### Records provided
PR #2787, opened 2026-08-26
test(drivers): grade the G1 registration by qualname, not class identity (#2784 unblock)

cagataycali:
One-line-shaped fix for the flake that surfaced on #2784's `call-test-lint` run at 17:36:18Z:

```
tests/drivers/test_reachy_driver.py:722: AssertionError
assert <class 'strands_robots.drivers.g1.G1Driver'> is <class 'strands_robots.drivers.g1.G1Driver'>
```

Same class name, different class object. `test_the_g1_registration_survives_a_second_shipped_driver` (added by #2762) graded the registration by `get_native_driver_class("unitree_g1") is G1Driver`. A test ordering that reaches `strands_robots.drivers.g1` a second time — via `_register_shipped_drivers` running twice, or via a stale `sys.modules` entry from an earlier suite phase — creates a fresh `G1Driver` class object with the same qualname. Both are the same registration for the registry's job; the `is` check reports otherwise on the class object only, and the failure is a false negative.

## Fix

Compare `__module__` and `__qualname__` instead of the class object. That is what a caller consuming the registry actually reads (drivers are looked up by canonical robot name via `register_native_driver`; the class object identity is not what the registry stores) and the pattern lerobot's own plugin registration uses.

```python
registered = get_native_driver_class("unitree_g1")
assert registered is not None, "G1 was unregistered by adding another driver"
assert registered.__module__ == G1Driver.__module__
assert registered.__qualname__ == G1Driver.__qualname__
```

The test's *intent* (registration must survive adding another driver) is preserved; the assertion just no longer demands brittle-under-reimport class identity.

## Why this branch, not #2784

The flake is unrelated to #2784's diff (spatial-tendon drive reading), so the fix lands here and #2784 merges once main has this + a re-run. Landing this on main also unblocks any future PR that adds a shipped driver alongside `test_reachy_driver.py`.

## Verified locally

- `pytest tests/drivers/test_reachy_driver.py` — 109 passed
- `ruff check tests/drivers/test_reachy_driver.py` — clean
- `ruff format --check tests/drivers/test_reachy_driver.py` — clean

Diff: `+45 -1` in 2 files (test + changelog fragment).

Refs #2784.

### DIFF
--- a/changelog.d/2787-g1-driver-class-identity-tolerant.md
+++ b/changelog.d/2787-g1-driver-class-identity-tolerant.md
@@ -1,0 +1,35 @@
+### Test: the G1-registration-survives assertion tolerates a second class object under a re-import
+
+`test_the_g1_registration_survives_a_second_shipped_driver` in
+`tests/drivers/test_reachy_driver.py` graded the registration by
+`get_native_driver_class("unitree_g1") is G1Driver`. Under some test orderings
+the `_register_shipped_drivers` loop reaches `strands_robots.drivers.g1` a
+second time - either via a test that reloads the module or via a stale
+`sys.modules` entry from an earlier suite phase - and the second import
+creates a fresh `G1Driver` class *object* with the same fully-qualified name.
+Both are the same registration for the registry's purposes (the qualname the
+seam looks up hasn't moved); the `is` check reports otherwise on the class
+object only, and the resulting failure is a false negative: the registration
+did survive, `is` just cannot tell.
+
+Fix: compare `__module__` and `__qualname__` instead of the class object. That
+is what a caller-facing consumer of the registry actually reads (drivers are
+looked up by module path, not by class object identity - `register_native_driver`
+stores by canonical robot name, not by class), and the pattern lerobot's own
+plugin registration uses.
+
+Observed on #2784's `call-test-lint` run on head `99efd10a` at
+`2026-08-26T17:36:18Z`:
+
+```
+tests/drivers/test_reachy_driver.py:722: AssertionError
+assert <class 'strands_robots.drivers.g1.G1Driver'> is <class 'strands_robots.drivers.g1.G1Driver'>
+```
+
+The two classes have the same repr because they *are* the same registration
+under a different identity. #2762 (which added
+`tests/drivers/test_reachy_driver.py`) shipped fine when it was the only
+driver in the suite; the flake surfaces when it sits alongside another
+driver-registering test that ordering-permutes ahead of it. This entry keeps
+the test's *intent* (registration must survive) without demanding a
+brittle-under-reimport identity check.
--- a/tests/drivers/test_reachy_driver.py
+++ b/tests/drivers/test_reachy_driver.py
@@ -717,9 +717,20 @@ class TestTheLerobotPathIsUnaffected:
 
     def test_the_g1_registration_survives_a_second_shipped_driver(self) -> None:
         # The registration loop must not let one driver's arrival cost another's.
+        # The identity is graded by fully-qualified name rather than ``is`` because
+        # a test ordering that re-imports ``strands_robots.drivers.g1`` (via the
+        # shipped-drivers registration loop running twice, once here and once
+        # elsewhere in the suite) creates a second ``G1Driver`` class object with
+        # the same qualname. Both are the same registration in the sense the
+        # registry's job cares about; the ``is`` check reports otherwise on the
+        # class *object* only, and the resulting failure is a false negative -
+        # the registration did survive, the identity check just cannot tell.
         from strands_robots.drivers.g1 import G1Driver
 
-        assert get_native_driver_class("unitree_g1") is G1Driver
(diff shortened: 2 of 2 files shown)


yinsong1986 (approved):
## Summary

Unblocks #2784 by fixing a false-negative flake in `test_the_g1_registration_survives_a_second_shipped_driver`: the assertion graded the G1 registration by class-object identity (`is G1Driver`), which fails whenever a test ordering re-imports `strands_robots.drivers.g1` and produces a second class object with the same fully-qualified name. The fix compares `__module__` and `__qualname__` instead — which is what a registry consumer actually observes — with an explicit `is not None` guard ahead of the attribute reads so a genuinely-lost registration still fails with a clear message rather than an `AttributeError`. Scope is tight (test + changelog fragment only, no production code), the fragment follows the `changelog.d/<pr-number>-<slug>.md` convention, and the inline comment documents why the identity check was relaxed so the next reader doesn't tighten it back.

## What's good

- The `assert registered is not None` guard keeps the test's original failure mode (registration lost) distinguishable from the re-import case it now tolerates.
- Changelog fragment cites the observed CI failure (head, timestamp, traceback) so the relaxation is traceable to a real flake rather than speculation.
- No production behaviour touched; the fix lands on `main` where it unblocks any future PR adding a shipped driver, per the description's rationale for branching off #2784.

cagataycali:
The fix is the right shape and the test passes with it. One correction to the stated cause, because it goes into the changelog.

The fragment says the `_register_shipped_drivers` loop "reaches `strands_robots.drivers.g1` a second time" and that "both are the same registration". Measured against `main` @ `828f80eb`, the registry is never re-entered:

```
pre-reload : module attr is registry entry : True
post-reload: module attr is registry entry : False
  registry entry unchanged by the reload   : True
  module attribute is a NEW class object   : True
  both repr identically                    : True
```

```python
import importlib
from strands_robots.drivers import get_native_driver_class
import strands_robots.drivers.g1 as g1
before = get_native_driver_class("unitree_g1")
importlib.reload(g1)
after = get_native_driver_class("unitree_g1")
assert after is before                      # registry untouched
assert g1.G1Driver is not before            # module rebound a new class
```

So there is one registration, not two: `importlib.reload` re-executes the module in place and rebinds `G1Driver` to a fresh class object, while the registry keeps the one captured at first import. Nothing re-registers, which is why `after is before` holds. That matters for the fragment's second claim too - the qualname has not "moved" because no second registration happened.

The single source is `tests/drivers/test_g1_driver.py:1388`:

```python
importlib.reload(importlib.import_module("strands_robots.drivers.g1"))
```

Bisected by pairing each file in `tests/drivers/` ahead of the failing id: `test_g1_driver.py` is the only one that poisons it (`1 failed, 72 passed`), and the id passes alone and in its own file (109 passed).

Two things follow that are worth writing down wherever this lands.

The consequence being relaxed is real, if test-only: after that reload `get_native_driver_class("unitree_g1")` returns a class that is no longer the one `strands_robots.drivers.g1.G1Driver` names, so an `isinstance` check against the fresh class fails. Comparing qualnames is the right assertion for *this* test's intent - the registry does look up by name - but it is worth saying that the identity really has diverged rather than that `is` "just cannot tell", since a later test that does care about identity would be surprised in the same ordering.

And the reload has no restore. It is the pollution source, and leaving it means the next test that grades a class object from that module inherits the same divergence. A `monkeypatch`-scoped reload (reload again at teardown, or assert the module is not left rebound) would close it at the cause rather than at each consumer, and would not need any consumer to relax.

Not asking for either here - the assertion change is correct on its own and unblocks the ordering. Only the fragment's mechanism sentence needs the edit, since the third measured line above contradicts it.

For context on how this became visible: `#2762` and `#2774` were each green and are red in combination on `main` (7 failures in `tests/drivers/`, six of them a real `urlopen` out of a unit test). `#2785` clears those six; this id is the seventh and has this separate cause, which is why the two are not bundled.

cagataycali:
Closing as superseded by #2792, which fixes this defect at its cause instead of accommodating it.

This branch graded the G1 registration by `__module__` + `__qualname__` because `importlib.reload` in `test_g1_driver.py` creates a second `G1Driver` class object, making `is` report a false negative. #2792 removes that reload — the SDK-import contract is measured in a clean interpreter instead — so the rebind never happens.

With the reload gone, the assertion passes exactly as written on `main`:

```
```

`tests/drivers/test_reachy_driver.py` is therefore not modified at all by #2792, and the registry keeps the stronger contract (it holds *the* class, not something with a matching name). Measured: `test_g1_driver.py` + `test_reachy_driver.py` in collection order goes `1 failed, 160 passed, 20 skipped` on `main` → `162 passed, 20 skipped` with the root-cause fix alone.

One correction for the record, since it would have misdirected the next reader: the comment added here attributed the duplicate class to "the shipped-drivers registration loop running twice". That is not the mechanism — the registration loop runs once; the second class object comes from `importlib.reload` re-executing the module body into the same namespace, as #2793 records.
---
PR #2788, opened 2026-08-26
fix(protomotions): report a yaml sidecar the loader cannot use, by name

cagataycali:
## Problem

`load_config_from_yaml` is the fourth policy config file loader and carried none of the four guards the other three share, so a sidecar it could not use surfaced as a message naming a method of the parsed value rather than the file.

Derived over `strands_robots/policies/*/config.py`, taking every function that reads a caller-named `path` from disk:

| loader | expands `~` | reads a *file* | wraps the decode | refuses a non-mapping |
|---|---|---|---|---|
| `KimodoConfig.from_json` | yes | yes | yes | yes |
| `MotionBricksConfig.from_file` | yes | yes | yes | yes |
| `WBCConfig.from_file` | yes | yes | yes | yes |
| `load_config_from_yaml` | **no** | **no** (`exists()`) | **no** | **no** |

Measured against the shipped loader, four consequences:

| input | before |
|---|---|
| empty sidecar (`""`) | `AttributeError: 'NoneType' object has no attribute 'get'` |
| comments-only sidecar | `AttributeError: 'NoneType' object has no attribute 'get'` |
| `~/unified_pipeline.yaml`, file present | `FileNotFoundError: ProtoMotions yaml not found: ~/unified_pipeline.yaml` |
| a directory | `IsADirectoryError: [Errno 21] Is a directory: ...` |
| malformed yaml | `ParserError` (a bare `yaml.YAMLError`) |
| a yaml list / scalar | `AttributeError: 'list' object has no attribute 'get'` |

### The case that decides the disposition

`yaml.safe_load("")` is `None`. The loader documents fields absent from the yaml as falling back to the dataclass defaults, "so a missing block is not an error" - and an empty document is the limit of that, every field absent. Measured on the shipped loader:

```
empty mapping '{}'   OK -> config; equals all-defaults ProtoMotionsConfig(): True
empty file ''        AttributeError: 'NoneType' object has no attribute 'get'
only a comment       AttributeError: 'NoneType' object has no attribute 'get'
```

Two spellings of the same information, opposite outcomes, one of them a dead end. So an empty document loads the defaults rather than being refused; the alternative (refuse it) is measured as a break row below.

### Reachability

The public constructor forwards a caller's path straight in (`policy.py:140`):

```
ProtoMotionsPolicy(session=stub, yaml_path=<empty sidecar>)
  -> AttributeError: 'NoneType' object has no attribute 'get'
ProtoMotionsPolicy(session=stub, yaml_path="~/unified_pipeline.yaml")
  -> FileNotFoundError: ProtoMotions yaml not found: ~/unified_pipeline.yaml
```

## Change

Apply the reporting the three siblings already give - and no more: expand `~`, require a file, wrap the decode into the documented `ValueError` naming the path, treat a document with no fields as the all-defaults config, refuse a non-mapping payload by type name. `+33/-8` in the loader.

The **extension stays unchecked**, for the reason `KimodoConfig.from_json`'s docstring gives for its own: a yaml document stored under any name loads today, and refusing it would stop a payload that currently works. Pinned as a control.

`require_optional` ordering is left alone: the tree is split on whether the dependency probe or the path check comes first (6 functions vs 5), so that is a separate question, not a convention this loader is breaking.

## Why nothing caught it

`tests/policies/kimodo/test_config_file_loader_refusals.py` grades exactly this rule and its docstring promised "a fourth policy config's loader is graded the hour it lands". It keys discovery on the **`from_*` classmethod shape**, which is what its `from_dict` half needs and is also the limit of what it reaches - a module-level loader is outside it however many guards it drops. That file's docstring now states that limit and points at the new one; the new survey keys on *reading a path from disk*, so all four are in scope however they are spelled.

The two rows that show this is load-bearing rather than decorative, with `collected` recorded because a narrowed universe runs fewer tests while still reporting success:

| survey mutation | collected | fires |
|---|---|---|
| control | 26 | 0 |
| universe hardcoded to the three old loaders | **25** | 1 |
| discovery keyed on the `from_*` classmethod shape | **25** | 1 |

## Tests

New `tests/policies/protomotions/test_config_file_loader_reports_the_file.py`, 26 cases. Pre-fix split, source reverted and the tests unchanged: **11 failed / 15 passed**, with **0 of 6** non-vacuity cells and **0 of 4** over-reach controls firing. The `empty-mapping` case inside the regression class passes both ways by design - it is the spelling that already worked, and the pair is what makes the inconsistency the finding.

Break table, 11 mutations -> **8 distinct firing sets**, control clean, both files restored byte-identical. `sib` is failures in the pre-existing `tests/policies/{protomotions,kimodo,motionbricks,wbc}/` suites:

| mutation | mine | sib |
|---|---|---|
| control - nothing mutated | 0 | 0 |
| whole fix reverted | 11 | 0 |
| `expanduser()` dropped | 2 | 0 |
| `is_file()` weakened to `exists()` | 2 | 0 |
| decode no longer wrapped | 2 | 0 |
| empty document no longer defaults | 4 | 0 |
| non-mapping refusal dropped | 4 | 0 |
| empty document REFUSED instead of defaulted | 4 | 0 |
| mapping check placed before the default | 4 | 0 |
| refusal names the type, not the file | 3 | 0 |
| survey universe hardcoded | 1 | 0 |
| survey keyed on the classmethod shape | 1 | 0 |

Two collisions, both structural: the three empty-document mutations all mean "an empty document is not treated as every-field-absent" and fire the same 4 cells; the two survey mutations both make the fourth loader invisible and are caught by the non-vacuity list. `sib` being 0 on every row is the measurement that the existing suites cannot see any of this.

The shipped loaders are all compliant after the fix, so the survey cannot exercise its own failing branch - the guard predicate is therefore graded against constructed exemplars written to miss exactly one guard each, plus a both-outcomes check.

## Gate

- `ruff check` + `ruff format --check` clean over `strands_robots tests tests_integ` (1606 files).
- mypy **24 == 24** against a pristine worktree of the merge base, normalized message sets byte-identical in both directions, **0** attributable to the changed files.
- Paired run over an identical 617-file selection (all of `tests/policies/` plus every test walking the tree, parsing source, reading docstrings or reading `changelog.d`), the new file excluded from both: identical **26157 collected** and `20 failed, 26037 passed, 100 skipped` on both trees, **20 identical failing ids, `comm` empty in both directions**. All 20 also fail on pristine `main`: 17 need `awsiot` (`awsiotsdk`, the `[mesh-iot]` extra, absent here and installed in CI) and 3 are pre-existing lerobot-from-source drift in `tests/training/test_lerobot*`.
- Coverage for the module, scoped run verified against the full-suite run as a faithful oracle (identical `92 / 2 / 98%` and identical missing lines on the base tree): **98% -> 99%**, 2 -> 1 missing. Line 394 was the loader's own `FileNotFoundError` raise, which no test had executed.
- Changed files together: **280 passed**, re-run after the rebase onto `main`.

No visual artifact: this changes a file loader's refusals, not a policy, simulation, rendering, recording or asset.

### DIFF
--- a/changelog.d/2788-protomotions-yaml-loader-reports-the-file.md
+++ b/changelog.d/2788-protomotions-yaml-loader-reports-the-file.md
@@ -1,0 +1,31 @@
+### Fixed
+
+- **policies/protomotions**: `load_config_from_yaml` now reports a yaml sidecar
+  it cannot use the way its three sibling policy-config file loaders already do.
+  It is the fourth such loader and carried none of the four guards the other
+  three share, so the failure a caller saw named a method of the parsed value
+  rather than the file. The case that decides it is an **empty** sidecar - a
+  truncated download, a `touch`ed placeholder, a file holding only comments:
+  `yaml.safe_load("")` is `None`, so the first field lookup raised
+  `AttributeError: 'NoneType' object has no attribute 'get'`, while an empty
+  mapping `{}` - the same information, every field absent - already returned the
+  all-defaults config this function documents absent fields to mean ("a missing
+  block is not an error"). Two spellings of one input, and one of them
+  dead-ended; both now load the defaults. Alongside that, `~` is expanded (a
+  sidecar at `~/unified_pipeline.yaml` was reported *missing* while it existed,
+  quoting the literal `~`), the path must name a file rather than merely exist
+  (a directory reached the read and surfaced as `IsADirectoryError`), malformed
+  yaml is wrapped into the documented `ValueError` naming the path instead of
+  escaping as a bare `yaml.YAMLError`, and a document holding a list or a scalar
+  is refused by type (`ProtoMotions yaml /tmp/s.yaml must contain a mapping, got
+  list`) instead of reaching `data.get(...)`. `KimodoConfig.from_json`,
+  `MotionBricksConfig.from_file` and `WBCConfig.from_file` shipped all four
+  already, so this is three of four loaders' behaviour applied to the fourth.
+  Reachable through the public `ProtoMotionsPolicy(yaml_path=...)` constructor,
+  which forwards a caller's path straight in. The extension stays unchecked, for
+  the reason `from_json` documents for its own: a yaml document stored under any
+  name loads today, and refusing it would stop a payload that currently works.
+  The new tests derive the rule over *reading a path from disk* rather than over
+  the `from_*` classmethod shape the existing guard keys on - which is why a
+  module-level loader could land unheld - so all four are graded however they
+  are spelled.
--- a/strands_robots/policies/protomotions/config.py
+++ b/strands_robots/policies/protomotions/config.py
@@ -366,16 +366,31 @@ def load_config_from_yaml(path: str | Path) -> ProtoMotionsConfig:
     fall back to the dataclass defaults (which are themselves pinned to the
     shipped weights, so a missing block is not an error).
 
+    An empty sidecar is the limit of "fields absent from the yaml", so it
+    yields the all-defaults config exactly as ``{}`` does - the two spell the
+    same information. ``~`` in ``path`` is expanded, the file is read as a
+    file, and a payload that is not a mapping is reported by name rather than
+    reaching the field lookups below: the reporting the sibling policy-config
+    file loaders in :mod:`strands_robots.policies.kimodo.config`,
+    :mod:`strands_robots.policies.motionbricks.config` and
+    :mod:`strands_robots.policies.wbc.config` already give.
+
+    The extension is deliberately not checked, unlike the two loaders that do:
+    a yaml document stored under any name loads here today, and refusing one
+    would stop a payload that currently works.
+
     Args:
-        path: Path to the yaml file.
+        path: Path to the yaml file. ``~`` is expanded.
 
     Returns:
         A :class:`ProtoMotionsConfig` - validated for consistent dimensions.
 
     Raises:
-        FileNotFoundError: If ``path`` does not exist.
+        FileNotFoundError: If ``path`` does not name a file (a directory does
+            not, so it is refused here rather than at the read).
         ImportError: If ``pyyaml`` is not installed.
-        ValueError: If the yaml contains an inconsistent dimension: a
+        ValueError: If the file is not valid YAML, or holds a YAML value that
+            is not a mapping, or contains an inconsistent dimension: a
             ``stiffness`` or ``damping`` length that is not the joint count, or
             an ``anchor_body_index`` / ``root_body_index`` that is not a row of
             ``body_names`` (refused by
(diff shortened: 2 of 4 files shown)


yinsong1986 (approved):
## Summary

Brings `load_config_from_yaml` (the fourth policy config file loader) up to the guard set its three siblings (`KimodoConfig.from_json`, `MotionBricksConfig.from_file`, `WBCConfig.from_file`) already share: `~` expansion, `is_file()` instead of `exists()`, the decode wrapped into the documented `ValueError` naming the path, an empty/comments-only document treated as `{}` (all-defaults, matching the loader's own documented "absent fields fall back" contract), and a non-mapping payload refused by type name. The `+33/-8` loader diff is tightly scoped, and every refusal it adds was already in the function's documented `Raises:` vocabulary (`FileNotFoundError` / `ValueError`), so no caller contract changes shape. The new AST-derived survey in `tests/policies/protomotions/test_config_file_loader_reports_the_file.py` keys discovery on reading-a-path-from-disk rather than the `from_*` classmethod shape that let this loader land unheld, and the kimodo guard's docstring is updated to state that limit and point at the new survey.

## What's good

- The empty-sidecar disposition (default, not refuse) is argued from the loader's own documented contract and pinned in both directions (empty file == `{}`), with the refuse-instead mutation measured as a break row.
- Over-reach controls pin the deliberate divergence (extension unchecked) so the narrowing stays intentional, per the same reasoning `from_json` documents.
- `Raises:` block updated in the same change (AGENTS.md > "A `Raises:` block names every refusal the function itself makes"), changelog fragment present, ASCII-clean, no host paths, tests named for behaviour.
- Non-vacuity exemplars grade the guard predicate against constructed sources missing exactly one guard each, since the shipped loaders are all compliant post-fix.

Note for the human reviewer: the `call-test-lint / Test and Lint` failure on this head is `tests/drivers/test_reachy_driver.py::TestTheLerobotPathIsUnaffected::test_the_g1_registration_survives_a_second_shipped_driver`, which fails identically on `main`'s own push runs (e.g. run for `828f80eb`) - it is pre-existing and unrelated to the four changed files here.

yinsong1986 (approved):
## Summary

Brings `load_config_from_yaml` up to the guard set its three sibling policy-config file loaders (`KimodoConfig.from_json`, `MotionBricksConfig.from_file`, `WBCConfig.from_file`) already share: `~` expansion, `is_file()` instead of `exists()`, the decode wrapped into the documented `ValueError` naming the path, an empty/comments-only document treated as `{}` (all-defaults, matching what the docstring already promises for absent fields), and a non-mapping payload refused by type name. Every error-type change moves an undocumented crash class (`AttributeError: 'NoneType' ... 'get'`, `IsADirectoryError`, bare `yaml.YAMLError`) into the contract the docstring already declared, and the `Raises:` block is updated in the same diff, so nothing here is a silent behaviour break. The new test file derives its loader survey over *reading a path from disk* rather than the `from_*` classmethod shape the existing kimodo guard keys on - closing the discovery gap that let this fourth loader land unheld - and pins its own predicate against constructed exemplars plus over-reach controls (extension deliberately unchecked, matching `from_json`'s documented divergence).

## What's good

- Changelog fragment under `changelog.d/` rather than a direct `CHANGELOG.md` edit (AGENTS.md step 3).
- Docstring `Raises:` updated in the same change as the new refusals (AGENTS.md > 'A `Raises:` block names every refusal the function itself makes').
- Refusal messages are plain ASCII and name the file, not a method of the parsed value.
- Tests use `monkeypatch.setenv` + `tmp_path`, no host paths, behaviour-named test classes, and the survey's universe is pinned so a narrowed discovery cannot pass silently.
--
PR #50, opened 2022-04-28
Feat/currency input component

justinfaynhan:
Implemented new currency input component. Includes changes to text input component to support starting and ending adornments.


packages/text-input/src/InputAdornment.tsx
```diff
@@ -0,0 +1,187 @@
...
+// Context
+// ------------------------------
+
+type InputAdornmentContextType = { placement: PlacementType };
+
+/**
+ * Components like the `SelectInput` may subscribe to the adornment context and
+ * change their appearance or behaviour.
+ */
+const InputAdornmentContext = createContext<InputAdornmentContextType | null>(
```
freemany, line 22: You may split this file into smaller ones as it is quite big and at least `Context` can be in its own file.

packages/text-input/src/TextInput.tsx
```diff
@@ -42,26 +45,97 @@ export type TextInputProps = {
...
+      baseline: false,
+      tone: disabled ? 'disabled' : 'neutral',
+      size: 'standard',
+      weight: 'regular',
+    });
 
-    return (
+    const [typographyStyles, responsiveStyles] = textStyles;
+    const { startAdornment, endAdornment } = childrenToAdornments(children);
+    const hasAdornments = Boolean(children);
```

### Work to be completed
The range runs from the line above containing "path instead of" to the line containing "instead of reaching", inclusive. Restate those lines word for word and no others.

### Completed task
+  yaml is wrapped into the documented `ValueError` naming the path instead of
+  escaping as a bare `yaml.YAMLError`, and a document holding a list or a scalar
+  is refused by type (`ProtoMotions yaml /tmp/s.yaml must contain a mapping, got
+  list`) instead of reaching `data.get(...)`. `KimodoConfig.from_json`,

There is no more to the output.